--- Data records Enclosed Below ---
PR #1262, opened 2023-05-16
Apply cache-fix plugin from convention plugins

erikghonyan:


chrisbanes (approved):
Ha, I just did the same thing locally. Thanks!

gradle/libs.versions.toml
```diff
@@ -28,7 +29,7 @@ android-application = { id = "com.android.application", version.ref = "agp" }
 android-library = { id = "com.android.library", version.ref = "agp" }
 android-lint = { id = "com.android.lint", version.ref = "agp" }
 android-test = { id = "com.android.test", version.ref = "agp" }
-cacheFixPlugin = { id = "org.gradle.android.cache-fix", version = "2.7.1" }
+cacheFixPlugin = { id = "org.gradle.android.cache-fix", version.ref = "cache-fix-plugin" }
```
erikghonyan, line 32: There's a bit of duplication here, the convention plugins use this same ID. I can also use the version catalog in the convention plugins to read its ID, but I think eventually we should be able to remove these plugins from here

erikghonyan:
Heh, sorry that I couldn't send this earlier 🙂

gradle/libs.versions.toml
erikghonyan: Hmm, or maybe I'm wrong. Let me clean this up a bit, I actually don't need that `compileOnly` dependency on this plugin

erikghonyan: Ok, I removed the dependency on the plugin. I still have the plugin id duplication, I think it's fine for now, we do it for the android application, library and multiplatform plugins as well. I want to play around with it a bit more to find a more elegant way, but otherwise I'll send a separate PR to use the version catalog. Will look something like this

```kotlin
        with(target) {
            val libs = extensions.getByType<VersionCatalogsExtension>().named("libs")

            with(pluginManager) {
                apply(libs.findPlugin("android-application").get().get().pluginId)
                apply(libs.findPlugin("cacheFixPlugin").get().get().pluginId)
            }
        }

```

erikghonyan: Ok, I think I found a way to avoid the plugin ID duplication 🙂 But we can go ahead and merge this PR, I'm waiting for some answers on that solution, I'll follow up with another PR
--- End of Enclosed Data records ---
What the task requires: Each line above is to be copied exactly as written.

Answer below:
PR #1262, opened 2023-05-16
Apply cache-fix plugin from convention plugins

erikghonyan:


chrisbanes (approved):
Ha, I just did the same thing locally. Thanks!

gradle/libs.versions.toml
```diff
@@ -28,7 +29,7 @@ android-application = { id = "com.android.application", version.ref = "agp" }
 android-library = { id = "com.android.library", version.ref = "agp" }
 android-lint = { id = "com.android.lint", version.ref = "agp" }
 android-test = { id = "com.android.test", version.ref = "agp" }
-cacheFixPlugin = { id = "org.gradle.android.cache-fix", version = "2.7.1" }
+cacheFixPlugin = { id = "org.gradle.android.cache-fix", version.ref = "cache-fix-plugin" }
```
erikghonyan, line 32: There's a bit of duplication here, the convention plugins use this same ID. I can also use the version catalog in the convention plugins to read its ID, but I think eventually we should be able to remove these plugins from here

erikghonyan:
Heh, sorry that I couldn't send this earlier 🙂

gradle/libs.versions.toml
erikghonyan: Hmm, or maybe I'm wrong. Let me clean this up a bit, I actually don't need that `compileOnly` dependency on this plugin

erikghonyan: Ok, I removed the dependency on the plugin. I still have the plugin id duplication, I think it's fine for now, we do it for the android application, library and multiplatform plugins as well. I want to play around with it a bit more to find a more elegant way, but otherwise I'll send a separate PR to use the version catalog. Will look something like this

```kotlin
        with(target) {
            val libs = extensions.getByType<VersionCatalogsExtension>().named("libs")

            with(pluginManager) {
                apply(libs.findPlugin("android-application").get().get().pluginId)
                apply(libs.findPlugin("cacheFixPlugin").get().get().pluginId)
            }
        }

```

erikghonyan: Ok, I think I found a way to avoid the plugin ID duplication 🙂 But we can go ahead and merge this PR, I'm waiting for some answers on that solution, I'll follow up with another PR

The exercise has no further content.